Halife tâyin etmenin büyük hikmetlerinden biri de müslümanları bir araya getirip birleştirmek olduğundan, bir zamanda iki halifenin tayin edilmesi caiz değildir. Peygamber (sav) bu hususta şöyle buyuruyor: İki halifeye beyat edilirse İkincisini öldürünüz (1).
Yani ehil bir halife tayin edildiği halde başka bir cemaat bir araya gelerek başka bir halife tayin ederse ikinci halife müslümanlann bölünmelerine meydan verdiği için hilafeti muteber olmadığı gibi idama da mahkûm edilir.
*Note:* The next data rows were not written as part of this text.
PR #353, opened 2022-08-30
Add dual funding codecs

t-bast:
Add support for encoding/decoding `open_channel2` and `accept_channel2`. The test cases are imported from `eclair`, with a small change of channel type from `anchor_output_zero_fee_htlc_tx` to `anchor_outputs`.

We also add the serialization attributes to interactive-tx messages, as some of them will later need to be serialized in channel state.


pm47 (approved):
This is a quick review, but test coverage looks good and there will be cross-impl testing.

PR #858, opened 2026-05-19
Upgrade to bitcoin-kmp 0.31.0

sstone:
Main changes are:
- some static methods are been removed, users must now use instance methods (for example: `DeterministicWallet.publicKey(key)` is now `key.extendedPublicKey`) which are must easier to use from IDEs
- musig2 secret nonces can only be used once, this mostly impacts unit tests

This PR uses a snapshot version of `bitcoin-kmp`  0.31.0 and will be updated once it has been released.


modules/core/src/commonTest/kotlin/fr/acinq/lightning/channel/InteractiveTxTestsCommon.kt
```diff
@@ -36,114 +36,172 @@ class InteractiveTxTestsCommon : LightningTestSuite() {
         assertEquals(f.fundingParamsA.fundingAmount, fundingA + fundingB)
         assertEquals(f.fundingParamsA.fundingAmount, fundingA + fundingB)
 
-        val alice0 = InteractiveTxSession(f.nodeIdB, f.channelKeysA, f.keyManagerA.swapInOnChainWallet, f.fundingParamsA, 0, 0.msat, 0.msat, emptySet(), f.fundingContributionsA)
```
t-bast, line 39: I think we've discussed it before: can you revert the changes to this test? It's unrelated to the version update as far as I understand, and I don't see why it's useful (apart from being hard to review!).

The musig2 nonce reuse doesn't seem to be an issue with the previous code for that test, and I don't think we need to test nonce reuse from `lightning-kmp`, it's `bitcoin-kmp`'s responsibility and is already tested there.

sstone: I was probably not clear enough about the reason for these changes: this specific test reuses the same    interactive sessions several times with valid and invalid inputs (missing signatures etc...). 
Since `bitcoin-kmp` 0.31 forbids secret nonce reuse, without changes this test will fail at `// The resulting transaction is valid and has the right feerate.`. And the `assertNull` checks above for various invalid signatures will fail for the wrong reasons (because we're reusing a secret nonce, not because inputs are invalid).

sstone: I could not find a simple way to "clone" interactive sessions without doing the full "send inputs/outputs/complete" setup (copy/serialization/reflection won't work or would be really ugly) but I moved the "invalid signatures" checks to their own test, which may be easier to review amd makes sense ("initiator funds more than non-initiator" was doing different unrelated checks in the same test).

t-bast: Thanks, it's easier to review that way and only focus on the error cases :+1:

t-bast (approved):

PR #860, opened 2026-06-30
Implement TLS for linux sockets

sstone:
We add a cinterop wrapper for [ruslt-ffi](https://github.com/rustls/rustls-ffi)  to implement TLS for linux sockets. 
[ruslt-ffi](https://github.com/rustls/rustls-ffi) provides c-binding for [rustls](https://docs.rs/rustls/latest/rustls/), a TLS implementation written in rust.

[ruslt-ffi](https://github.com/rustls/rustls-ffi) was chosen because it is much simpler to use that openssl, and can be compiled into a single no-dependencies static library. This PR includes compiled `rustls-ffi` binaries for linux X64 and linux Arm64 to keep our build process simple. Please note that these libraries are fairly big (about 33 Mb).


modules/core/src/macosMain/kotlin/fr/acinq/lightning/io/rustls/KtorTlsTcpSocket.kt
```diff
@@ -0,0 +1,290 @@
...
+
+/**
+ * A TLS connection to a server, layered over a raw Ktor TCP [Socket]. rustls runs
+ * the TLS state machine; this class pumps ciphertext between rustls and the socket
+ * and exposes plaintext [write]/[read].
+ *
+ * Not safe for concurrent use; drive it from a single coroutine.
+ */
+@OptIn(ExperimentalForeignApi::class)
+class KtorTlsTcpSocket (
```
pm47: This class (and the file) should be called `RustTlsTcpSocket` since it is not using the ktor impl:

```suggestion
class RustTlsTcpSocket (
```

sstone: done in https://github.com/ACINQ/lightning-kmp/pull/860/changes/97a2fafba03cbffa71b127bab9525dcf93714be0

sstone:
I checked that this solution also works for macos x64 and arm64 (i.e. all tests pass) but using Apple's library (see https://github.com/ACINQ/lightning-kmp/pull/861) would be even better.

gradle.properties
```diff
@@ -11,3 +11,4 @@ kotlin.mpp.enableCInteropCommonization=true
 # dokka migration to v2
 org.jetbrains.dokka.experimental.gradle.pluginMode=V2Enabled
 org.jetbrains.dokka.experimental.gradle.pluginMode.noWarn=true
+kotlin.native.cacheKind.linuxX64=none
```
pm47: Nit: should be moved 3 lines above, in the kotlin section

pm47:
Needs rebase :pray:

gradle.properties
sstone: Done in https://github.com/ACINQ/lightning-kmp/pull/860/changes/251b1d98e1cb64f3f13807baffb32dc8828f6f2d

sstone:
Rebased on master.

modules/core/build.gradle.kts
```diff
@@ -282,17 +297,6 @@ tasks.withType<AbstractTestTask> {
...
-tasks
-    .filterIsInstance<KotlinNativeTest>()
-    .filter { it.name == "linuxX64Test" }
-    .map {
-        it.filter.excludeTestsMatching("*IntegrationTest")
-        it.filter.excludeTestsMatching("*ElectrumClientTest")
-        it.filter.excludeTestsMatching("*ElectrumMiniWalletTest")
-        it.filter.excludeTestsMatching("*SwapInWalletTestsCommon")
-    }
-
```
pm47, line 295: Nice

pm47 (approved):

PR #861, opened 2026-07-01
Move `iosMain` code to `appleMain`

pm47:
Those platforms are almost the same and code can be factored.

As a nice side effect, this adds TCP TLS support and optimized `Chacha20Poly` to `macOs`.

PR #864, opened 2026-07-02
Simplify and improve `runSuspendTest`

pm47:
Follow-up to #861.


modules/core/src/commonTest/kotlin/fr/acinq/lightning/tests/utils/runTest.kt
```diff
@@ -1,26 +1,29 @@
...
+    }
+    try {
+        withTimeout(timeout) { testJob.join() }
+    } catch (e: TimeoutCancellationException) {
+        testJob.cancel()
+        // wait for the test's coroutines to complete their cancellation cleanup: anything
+        // they print after the test is reported finished confuses gradle's test runner
+        testJob.join()
+        fail("test did not complete within $timeout")
     }
```
sstone: This will swallow any `CancellationException` as normal child cancellation (test silently passed). Notably, with bitcoind down, `ElectrumMiniWalletIntegrationTest`'s inner `withTimeout(10.seconds)` (still present
at that commit) would throw a `TimeoutCancellationException`.

```suggestion
    // withTimeoutOrNull only swallows its own timeout: an exception thrown by the test body — including a
    // TimeoutCancellationException from a withTimeout inside the test — propagates and fails the test
    withTimeoutOrNull(timeout) {
        test()
        // the test body has returned: cancel whatever it left running in its scope, otherwise this scope
        // would never complete; withTimeoutOrNull only resumes once those coroutines have finished their
        // cancellation cleanup, so nothing they print can be misattributed by gradle's test runner
        coroutineContext.cancelChildren()
    } ?: fail("test did not complete within $timeout")
```

modules/core/src/commonTest/kotlin/fr/acinq/lightning/blockchain/electrum/ElectrumMiniWalletIntegrationTest.kt
```diff
@@ -35,7 +28,7 @@ class ElectrumMiniWalletIntegrationTest : LightningTestSuite() {
     private val keyManager = LocalKeyManager(MnemonicCode.toSeed(mnemonics, "").toByteVector(), Chain.Regtest, TestConstants.aliceSwapInServerXpub)
 
     init {
-        runSuspendBlocking {
+        runSuspendTest {
```
sstone: Suggestion for the whole init block:
```scala
    init {
        runSuspendTest(timeout = 10.seconds) {
            while (runTrying { bitcoincli.getNetworkInfo() }.isFailure) {
                delay(0.5.seconds)
            }
        }
        runSuspendTest {
            val address = bitcoincli.getNewAddress()
            val address0 = keyManager.swapInOnChainWallet.getSwapInProtocol(0).address(Chain.Regtest)
            bitcoincli.sendToAddress(address0, 1.0)
            val address2 = keyManager.swapInOnChainWallet.getSwapInProtocol(2).address(Chain.Regtest)
            bitcoincli.sendToAddress(address2, 1.0)
        }
    }
```

sstone (changes requested):

modules/core/src/commonTest/kotlin/fr/acinq/lightning/blockchain/electrum/ElectrumMiniWalletIntegrationTest.kt
pm47: Done in 0da7f886.

modules/core/src/commonTest/kotlin/fr/acinq/lightning/tests/utils/runTest.kt
pm47: Done in 0da7f886.

sstone (approved):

HALİFE ADAYINDA ARANILAN ŞARTLAR
Klasik dönem İslâm amme hukuk doktrininde, halifede bulunması gerektiği düşünülen şartlar, özellikle halifenin o toplumda en bilgili, erdemli, itibarlı ve liyakatli kimse olması gereği ve bunu sağlayacak tedbirler üzerinde ayrıntı ile durulur. Değişik vesilelerle, halifenin şûra veya ehlü’l-hal ve’l-akd denilen kurulun seçimiyle ya da bir nevi genel seçim demek olan halkın biatıyla iş başına gelmesinin önemi vurgulanır. Mevcut halifenin, kendi yerine geçecek halifeyi belirlemesinin aday gösterme mi yoksa atama mı olduğu hususu ise tartışmalıdır. İslâm hukukçuları genelde, her durumda halktan veya halkı temsilen halkın bilgili, seçkin ve toplumda ağırlığı olan temsilcilerinden oluşan ve ehlü’l-hal ve’l-akd olarak isimlendirilen heyetten biat alınması gereği üzerinde durarak, halifenin yetkisini veraset ve saltanat usulünden değil, ümmetten aldığı fikrini vurgulamaya çalışırlar.